The company, which launches today, is an offshoot of 2ndVote Inc., a research provider that scores companies on a socially conservative scale. 2ndVote Funds has started off with two products: the Life Neutral Plus ETF, which invests in pro-life businesses, and the Society Defended ETF, which invests in businesses that defend the Second Amendment.

“There are no asset managers, ETFs, or mutual funds countering the trend” of stakeholder capitalism, says CEO Daniel Grant.

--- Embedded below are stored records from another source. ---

PR #1358, opened 2024-02-27
Azure: raise FileNotFoundError when requested blob is missing from storage

alxbridge:
This PR implements behaviour in `AzureStorage._open` similar to that [already found in](https://github.com/jschneier/django-storages/blob/master/storages/backends/s3.py#L475) `S3Storage._open`, raising a `FileNotFoundError` if the blob doesn't exist in the storage.

### DIFF
--- a/tests/test_azure.py
+++ b/tests/test_azure.py
@@ -502,3 +502,13 @@ class AzureStorageTest(TestCase):
                 "https://foo_name.blob.core.windows.net",
                 credential={"account_name": "foo_name", "account_key": "foo_key"},
             )
+
+    def test_missing_file_handling(self):
+        client_mock = mock.MagicMock()
+        client_mock.exists.side_effect = [True, False]
+        self.storage._client.get_blob_client.return_value = client_mock
+
+        file_that_exists = self.storage._open('file-that-exists')
+        self.assertIsInstance(file_that_exists, azure_storage.AzureStorageFile)
+
+        self.assertRaises(FileNotFoundError, self.storage._open, 'file-that-does-not-exist')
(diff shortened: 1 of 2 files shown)


jschneier:
Thanks, makes sense to fix this.

Any idea about doing the same kind of RAII-style handling in init of `AzureStorageFile` rather than calling `.exists()`? Might be able to save an API call that way (which costs money).

tests/test_azure.py
```diff
@@ -502,3 +502,13 @@ def test_blobserviceclient_no_custom_domain(self):
                 "https://foo_name.blob.core.windows.net",
                 credential={"account_name": "foo_name", "account_key": "foo_key"},
             )
+
+    def test_missing_file_handling(self):
+        client_mock = mock.MagicMock()
+        client_mock.exists.side_effect = [True, False]
+        self.storage._client.get_blob_client.return_value = client_mock
+
+        file_that_exists = self.storage._open('file-that-exists')
```
jschneier, line 511: Can you change this to use `open()` as that is the public API. Also to use a `with` context handler.

alxbridge:
> Thanks, makes sense to fix this.
> 
> Any idea about doing the same kind of RAII-style handling in init of `AzureStorageFile` rather than calling `.exists()`? Might be able to save an API call that way (which costs money).

I'm not sure I understand the existing code / Azure SDK well enough to say, tbh. It looks like where that's done in the `S3File` class, it's conditional on the file being opened in read mode, but the init for `AzureStorageFile` isn't currently passed similar information on the intended mode for the file.

tests/test_azure.py
alxbridge: I've just pushed commits to make these changes

jschneier (changes requested):
This will break since #1422. My suggestion is to do something similar to S3 and reference `self.file` in the constructor of AzureFile since that will properly try to download the file.

This version I think also will break if a file is opened for writing.

PR #1359, opened 2024-03-04
Set a default size when using `SpooledTemporaryFile`

RealOrangeOne:
Leaving `0` as the default means the file never gets rolled over to disk, resulting in higher memory usage than expected (or needed).

S3 and GCS both used `0` for their default value. Now, they use `FILE_UPLOAD_MAX_MEMORY_SIZE` (2.5MB by default). This is significantly better than `0`, but still allows configuration as needed.

Azure already set a default of 2MB, which is better, but now brought in line with S3 and GCS. Dropbox previously didn't allow configuration, so an additional setting was added.

### DIFF
--- a/docs/backends/amazon-S3.rst
+++ b/docs/backends/amazon-S3.rst
@@ -91,7 +91,7 @@ Settings
 
 ``max_memory_size`` or ``AWS_S3_MAX_MEMORY_SIZE``
 
-  Default: ``0`` i.e do not roll over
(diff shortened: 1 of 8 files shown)


jschneier:
This is a breaking change but I think a very reasonable one to follow upstream, thanks.

jschneier:
Everything should go green if you rebase now

RealOrangeOne:
@jschneier over to you :smile:

PR #1362, opened 2024-03-11
Don't look at user's AWS config when running tests

craigds:
If you set up a different config file locally and then run tests, the tests easily fail, and who knows what it's doing with user's credentials :/


jschneier:
Thanks, makes sense. Please rebase.

Issue #1363, opened 2024-03-15
[Feature] Distinct SFTP_BASE_URL and [Bugfix] sftp.exists() works incorrectly when using root_path


Toruitas:
[Feature]
I'm using Django Storages for both S3 and SFTP, so the fact they both use MEDIA_URL was problematic. 

I've added a new setting SFTP_BASE_URL which will be preferred. If it doesn't exist, MEDIA_URL will be used. 

```
# sftpstorage.py
def get_default_settings(self):
        return {
            ...
            "base_url": setting("SFTP_BASE_URL") or setting("MEDIA_URL"),
        }
```

And to set it in 
```
# django settings.py
SFTP_BASE_URL = os.getenv('SFTP_BASE_URL')  # use this first
MEDIA_URL= os.getenv('MEDIA_URL')  # use this second
```

[Bug]

Additionally, in implementing the SFTP storage with a root path, the SFTPStorage.exists() would always prepend the root path to what it was checking.

If the root path was `uploads`, it would check for the existence of `uploads/uploads` rather than just `uploads` when going through the recursive `_mkdir()` calls during a `_save()`.

This has been fixed by removing the use of self._remote_path(name) within SFTPStorage.exists(), and just returning True if name is falsy.

While in my manual testing in a Django project this works fine both with and without a root path, **I have not managed to get tox to run**. If someone would help me getting tox up and running, I can add a test for it.

Toruitas:
@jschneier  Additional details about the bugfix. I've just added a couple prints at the start of sftpstorage.py's exists method. This shows the process as it starts with _save() and the recursive _mkdir() calls.

I hadn't tried the pre-fix code without the root_path earlier, but I see there's a recursion error there, too. 

As I see it, there are 2 possible places to address the issue. Either in exists() or in _mkdir(). 


```

def exists(self, name):
        print(f"exists: Checking if '{name}' exists")
        print(f"exists: Statting {self._remote_path(name)}")
        try:
            self.sftp.stat(self._remote_path(name))
            return True
        except FileNotFoundError:
            return False
```

Scenario 1: 
root_path: `""` Using the default here
file_path: `file.txt` Not placing in a directory. 
sftp server initial directory: `/`

Outputs:
```
exists: Checking if 'file.txt' exists
exists: Statting file.txt
exists: Checking if '' exists
exists: Statting
exists: Checking if '' exists
exists: Statting
exists: Checking if '' exists
exists: Statting
Eventual recursion error. 
```

[...]

PR #1364, opened 2024-03-15
SFTP_BASE_URL and sftp.exists fix. #1363

Toruitas:
PR for issue: https://github.com/jschneier/django-storages/issues/1363

Adds: SFTP_BASE_URL
Fixes: SFTPStorage.exists()

Plus a bit of logic so we only check for a parent directory's existence if there's a parent path provided.

I haven't managed to get tox to run, so if I could get some help with that, I can write a test or two for this.

### DIFF
--- a/docs/backends/sftp.rst
+++ b/docs/backends/sftp.rst
@@ -117,7 +117,7 @@ Settings
 
   Absolute path of know host file, if it isn't set ``"~/.ssh/known_hosts"`` will be used.
 
-``base_url``
+``base_url`` or ``SFTP_BASE_URL``
 
   Default: Django ``MEDIA_URL`` setting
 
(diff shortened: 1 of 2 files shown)


jschneier:
Hi and thanks for the PR. If you want to separate out the `SFTP_BASE_URL` change I will merge that one straightaway.

I'm not sure I follow the other fixes, can you expand a bit more on what's going on? I looked at the ticket as well and have a glimpse but don't think I've managed to wrap my head all the way around it.

Toruitas:
I've added some more details to the ticket https://github.com/jschneier/django-storages/issues/1363

Toruitas:
And here's the PR for just the SFTP_BASE_URL https://github.com/jschneier/django-storages/pull/1368

jschneier:
Took #1372 over this.

PR #1368, opened 2024-03-18
SFTP_BASE_URL

Toruitas:
This PR adds SFTP_BASE_URL so that it can be used alongside other kinds of storages.


jschneier:
Thanks 👍

PR #1371, opened 2024-03-22
Explain how to use with Azurite (Azure Storage Emulator)

### LINKED ISSUE #1306: Using Azurite emulator of Azure storage
Hi, what is the best way to run django-storages with Azurite storage emulator?

After an update from a very old version (1.9.1), I have discovered that the AZURE_EMULATED_MODE setting is now ignored and the connection to the emulator no longer works out of the box.

Even when setting up the necessary custom domain and credentials, the client uses a hard-coded value `use_custom_domain=False`:
https://github.com/jschneier/django-storages/blob/c7662485b02890efe967ae216a648762f7d8a172/storages/backends/azure_storage.py#L184C1-L188C36
```python
class AzureStorage(BaseStorage):
    ...
    @property
    def service_client(self):
        if self._service_client is None:
            self._service_client = self._get_service_client(use_custom_domain=False)
        return self._service_client
```
There is custom_client which hard-codes use_custom_domain=True and that logic then works also with the emulator.

Based on that, I have two alternatives which work:
To override the client property individually:
```python
class AzureStaticStorage(AzureStorage):
    client = AzureStorage.custom_client
    ...
```
Or globally:
```python
if AZURE_EMULATED_MODE:
    from storages.backends.azure_storage import AzureStorage
    AzureStorage.client = AzureStorage.custom_client
```

This does not feel like the ideal solution.

Is there a reason for abandoning the emulated storage flag or not determining the use_custom_domain based on whether the custom domain is provided?

Otherwise, what would be the best way to tell Django to use the custom_client by default instead of client?

Thanks for the great library!

tonybaloney:
This PR explains how to use Azurite, the free local storage emulator for Azure Storage.

It also closes #1306

### DIFF
--- a/docs/backends/azure.rst
+++ b/docs/backends/azure.rst
@@ -147,6 +147,33 @@ Settings
 
   The api version to use.
 
+Using with Azurite (previously Azure Storage Emulator)
+~~~~~~~~~~~~~~~~~~~~~~~~~~~~~~~~~~~~~~~~~~~~~~~~~~~~~~~
+
+Azurite is a local emulator for Azure Storage accounts that emulates the API for Azure Blob storage and enables local testing and development without an Azure account, free of charge.
+
+To use the Azure Storage Emulator, you download and install it from the `Azurite page <https://learn.microsoft.com/azure/storage/common/storage-use-azurite>`_.
+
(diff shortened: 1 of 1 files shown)


jschneier:
Thanks!

PR #1372, opened 2024-03-22
[sftp] Check full path for existance in ._save() and ._mkdir()

### LINKED ISSUE #1363: [Feature] Distinct SFTP_BASE_URL and [Bugfix] sftp.exists() works incorrectly when using root_path

pjpetersik:
This pull request should fix #1363 and the recursion problem mentioned in the issue. 

The problem was related to the fact that the `.exists(self, name)` function assumes that the input is the `name` and not the full path. However, in `._save()` and `._mkdir()` a full path instead of the name was passed to the `.exists()`. 

To not interfere with the interface of the `.exists()` function, I introduced a `._exists(self, path)` function that uses the full path instead of the name as input.

I am aware that this is sort of a duplicate to what PR #1364 targets but I also wanted to "throw this solution into the ring" ;).

### DIFF
--- a/storages/backends/sftpstorage.py
+++ b/storages/backends/sftpstorage.py
@@ -118,7 +118,7 @@ class SFTPStorage(ClosingContextManager, BaseStorage):
         """Create directory, recursing up to create parent dirs if
         necessary."""
         parent = posixpath.dirname(path)
-        if not self.exists(parent):
+        if not self._path_exists(parent):
             self._mkdir(parent)
         self.sftp.mkdir(path)
 
@@ -134,7 +134,7 @@ class SFTPStorage(ClosingContextManager, BaseStorage):
             content.seek(0, os.SEEK_SET)
         path = self._remote_path(name)
         dirname = posixpath.dirname(path)
-        if not self.exists(dirname):
+        if not self._path_exists(dirname):
             self._mkdir(dirname)
 
         self.sftp.putfo(content, path)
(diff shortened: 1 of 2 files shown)


jschneier:
Thanks this makes sense and also maintains the proper `.exists()` functionality. Can you make a few updates:

1. Let's add a comment to `_exists` & `exists` to make it clear why both exists and let's move `._exists()` next to `.exist()`. I also want to change `_exists` to `_full_path_exists` or something.
2. Add a test or two that shows this is fixed

pjpetersik:
Thanks for the feedback. I added your suggestions. 

The important change in the test cases is the addition of the `root_path="root"` keyword in the `setUp()` method as well as the following assert
https://github.com/jschneier/django-storages/blob/52ff727f256de57e37191ce87b910398b014e766/tests/test_sftp.py#L98

Without the changes in `sftpstorage.py` this assert would fail since `mock_sftp.stat.call_args_list[0][0]` would return `('root/root/bar',)` because of the recursion bug.

jschneier:
Looks great, thanks for updating!

Toruitas:
Thanks for this!

PR #1381, opened 2024-04-21
[s3] Fix newline handling for text-mode files

### LINKED ISSUE #1351: `S3Boto3Storage.open(name, "r")` doesn't handle newlines properly
With S3Boto3Storage, opening a file in text mode (`"r"`) doesn't properly convert windows newlines (`"\r\n"`) to `"\n"` as you'd expect. Neither does it handle `\r` as `\n`

jschneier:
Rebased version of #1352 

Closes #1351

### DIFF
--- a/storages/backends/s3.py
+++ b/storages/backends/s3.py
@@ -1,3 +1,4 @@
+import io
 import mimetypes
 import os
 import posixpath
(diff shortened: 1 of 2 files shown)


skim618:
Hello - I will have a look at the test failures sometime today/tomorrow

jschneier:
@skim618 Any updates?

skim618:
Sorry for the delay. Looking - it seems the issue is related to the changes made in python 3.11 for `SpooledTemporaryFile`.

`SpooledTemporaryFile` introduced new changes in 3.11 (https://docs.python.org/3/library/tempfile.html)
It now fully implements the `io.BufferedIOBase` and `io.TextIOBase` abstract base classes allowing the file
to be readable in the mode that it was specified (without accessing the underlying `._file` object). 

It seems like wrapping the underlying `._file` is forbidden for versions 3.11 and higher (results in the `ValueError`)
Having two have separate methods for different versions isn't the prettiest fix but should suffice.

PR #1386, opened 2024-04-25
[s3] Add ``client_config`` configuration setting

### LINKED ISSUE #1337: Threaded parallel uploads on S3
I'm uploading a lot of small files. I can thread the uploads using `ThreadPool` and it works great.
If I use more than 10 threads, I have the warning `Connection pool is full, discarding connection: my.s3.server.url. Connection pool size: 10 `.
I found 2 issues about this problem (https://github.com/jschneier/django-storages/issues/1106 and https://github.com/jschneier/django-storages/issues/610).

I tried to use `TransferConfig`, without success.
```python
AWS_S3_TRANSFER_CONFIG = TransferConfig(
    use_threads=True,
    max_concurrency=70,
)
```
I tried with `use_threads=False` and  `use_threads=True`.

What should I do to increase the max number of threads?

jschneier:
Closes #1337

### DIFF
--- a/storages/backends/s3.py
+++ b/storages/backends/s3.py
@@ -35,7 +35,7 @@ try:
     import boto3.session
     import s3transfer.constants
     from boto3.s3.transfer import TransferConfig
-    from botocore.client import Config
+    from botocore.config import Config
     from botocore.exceptions import ClientError
     from botocore.signers import CloudFrontSigner
 except ImportError as e:
@@ -318,8 +318,17 @@ class S3Storage(CompressStorageMixin, BaseStorage):
         self._bucket = None
         self._connections = threading.local()
 
-        if not self.config:
-            self.config = Config(
+        if self.config is not None:
+            warnings.warn(
+                "The 'config' class property is deprecated and will be "
+                "removed in a future version. Use AWS_S3_CLIENT_CONFIG "
+                "to customize any of the botocore.config.Config parameters.",
+                DeprecationWarning,
+            )
+            self.client_config = self.config
+
+        if self.client_config is None:
+            self.client_config = Config(
                 s3={"addressing_style": self.addressing_style},
                 signature_version=self.signature_version,
                 proxies=self.proxies,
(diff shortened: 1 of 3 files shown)


storages/backends/s3.py
```diff
@@ -318,8 +318,17 @@ def __init__(self, **settings):
...
+        if self.config is not None:
+            warnings.warn(
+                "The 'config' class property is deprecated and will be "
+                "removed in a future version. Use AWS_S3_CLIENT_CONFIG "
+                "to customize any of the botocore.config.Config parameters.",
+                DeprecationWarning,
+            )
+            self.client_config = self.config
+
+        if self.client_config is None:
```
mgzwarrior, line 330: I'm thinking that there is an unintended logical change here that makes `self.client_config` a required field, defaulted to `None`

jschneier: See the logic [here](https://github.com/jschneier/django-storages/blob/master/storages/base.py#L6-L11).

mgzwarrior: I don't think I am following.  The `get_default_settings()` method [here](https://github.com/jschneier/django-storages/blob/8d7681fa22ae1532f03f144202340a8d124d3ccb/storages/base.py#L24) seems to return `{}` by default.

In our case, we have overridden this method as such:
```
    def get_default_settings(self):
        return {
            "access_key": setting(f'{self.setting_prefix}_ACCESS_KEY_ID'),
            "secret_key": setting(f'{self.setting_prefix}_SECRET_ACCESS_KEY'),
            ...,
        }
```

However, we don't have a setting for `client_config` because this is new.  This seems to be the root cause of the error: `object has no attribute 'client_config'`.  One solution I could try is to add a dummy attribute to the above method and default to `None`, but I shouldn't have to if the setting is not required, right?

jschneier: I don't provide backwards compat guarantees on `get_default_settings` as that is not a public API. If you want this to reliably work I'd recommend something like

```python
settings = super().get_default_settings()
...your changes here
```

PR #180, opened 2019-12-10
Remove ZooKeeper URL within Topic Factory Blacklisted Brokers 

andrewchoi5:
Remove **ZooKeeper** URL within Topic Factory `Blacklisted Brokers`.
Currently, the interfaces and the implementation takes in _zkUrl_ but it not used in the logic.


smccauliff:
The zkString in the method signature is still needed by LinkedIn  internal classes.  Making the atLeast() a regular import just makes everything  less readable.

andrewchoi5:
> The zkString in the method signature is still needed by LinkedIn internal classes. Making the atLeast() a regular import just makes everything less readable.

Static imports I believe should be used sparingly and rarely unless you would  
> otherwise be tempted to declare local copies of constants, or to abuse inheritance (the Constant Interface Antipattern)

https://stackoverflow.com/questions/420791/what-is-a-good-use-case-for-static-import-of-methods

However, _going forward after this PR, I will pass checking for the `static` imports._

smccauliff:
This is the intended use of atLeast()

See https://github.com/apache/kafka/blob/master/clients/src/main/java/org/apache/kafka/clients/consumer/ConsumerConfig.java

andrewchoi5:
> This is the intended use of atLeast(); to use it in a static import.
> 
> See https://github.com/apache/kafka/blob/master/clients/src/main/java/org/apache/kafka/clients/consumer/ConsumerConfig.java

Seems like they are declaring two static imports that are not wildcard imports.
`import static org.apache.kafka.common.config.ConfigDef.Range.atLeast`;
`import static org.apache.kafka.common.config.ConfigDef.ValidString.in`;

Sounds good.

He sees the company as a much-needed alternative to the rise of progressive corporate governance.

Grant cites recent examples as evidence of corporations’ attempting to effect social change: “Amazon dumped Parler, Twitter dumped Trump, banks exclude the gun industry from corporate credit.” Americans investing in their retirement accounts may unwittingly be funding these activities.

2ndVote Funds has enlisted a roster of industry veterans from both Wall Street and Washington. Kevin A. Hassett, a senior adviser to National Review Capital Matters, is serving on 2ndVote’s advisory board, as is Andy Puzder, the former CEO of CKE Restaurants. 2ndVote will also work alongside Laffer Tengler, the investment firm headed by Art Laffer Jr.

While 2ndVote Funds describes itself as explicitly conservative, Grant argues that avoiding so-called socially responsible companies will also lead to better shareholder returns: “If you’re an investor in a company run by stakeholder capitalists, their definition of good must be adopted, and it comes with a price.”

By investing in businesses committed to shareholder primacy, 2ndVote Funds believes it can avoid those hidden costs.